The package expects two dimensions in space and one in time. If 3D variogram computation is too costly, one can choose to combine the two dimenions in space into a single spatial dimension.
Install from source.
git clone git@github.com:jonasdieker/variogram.git
cd variogram_analysis
pip install .
import variogram
# specify file
dataset = variogram.Dataset("<file_name.csv>")
# loading single file
data = dataset.load_single_file_by_idx()
import variogram
# specify path to folder
dataset = variogram.Dataset("<path_to_folder>")
# load entire folder of files into DataFrame
data = dataset.load_all_files()
# compute the variogram, last coordinate axis needs to be time
v = variogram.Variogram(data, coordinate_axes=("x", "y", "time"), variables=("var1", "var2"))
# Either data is already detrended or use simple normal score detrending
v.detrend()
# compute variogram
v.build_variogram(res_tuple=(1, 1, 1), num_workers=2, chunk_size=1e6, detrend=False)
# save variogram to file
variogram.save_variogram_to_npy(v, file_path)
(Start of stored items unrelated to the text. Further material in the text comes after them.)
Issue #598, opened 2020-05-13
Wrong project name when running `help` from a nested directory within project


andyw8:
# Issue summary

Write a short description of the issue here ↓

As noted by @mkevinosullivan in #592, if we are within a subdirectory in a project, then the wrong project name is shown when running `help`, e.g.:

```
my-app master % shopify help
...
Project: my-app (Ruby on Rails App)
...

my-app master % cd lib
lib master % shopify help

...
Project: lib (Ruby on Rails App)
...
```
## Expected behavior

It should show a project name based on the project's top-level directory.

## Actual behavior

It shows a project name based on the current directory.

andyw8:
Fixed by #605

PR #605, opened 2020-05-14
Fix handling of project name when called from inside subdirectory

### LINKED ISSUE #591: Extract out `Project.project_name` method

andyw8:

Fixes #591 and #598

* Extracts out the `project_name` method.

# visualize variogram form existing variogram object
v_vis = VisualizeVariogram(v)
# or visualize variogram from file
v_vis = VisualizeVariogram()
v_vis.read_varogram_from_file("<file_name.npy>")
# change variogram resolution to decrease noise in variogram
v_vis.decrease_variogram_res(res_tuple=(5, 5, 5))
# show histogram of bins
v_vis.plot_histograms()
# show variogram sliced in each dimension
v_vis.plot_variograms()
Computing the variogram is quite costly in both space and time.
If there are a lot of points the code can take a long time to run, even using multiple workers. In this case it is advised to run the computation in tmux.
If the code breaks (e.g. produces a seg fault) it is likely due to insufficient memory. In this case the following should be tried:
- Reduce the range of data for which the variogram is being compute.
- Reduce the resolution of the variogram computation (i.e. increase res_tuple values).
- Reduce the number of dimensions of the variogram.
- Support visualizing when there are not exactly 2 variables.
- Support non-linear bins.
- More flexible support for dimensions/axis types.
- Faster performance by each thread having own copy of bins -> results in more RAM usage.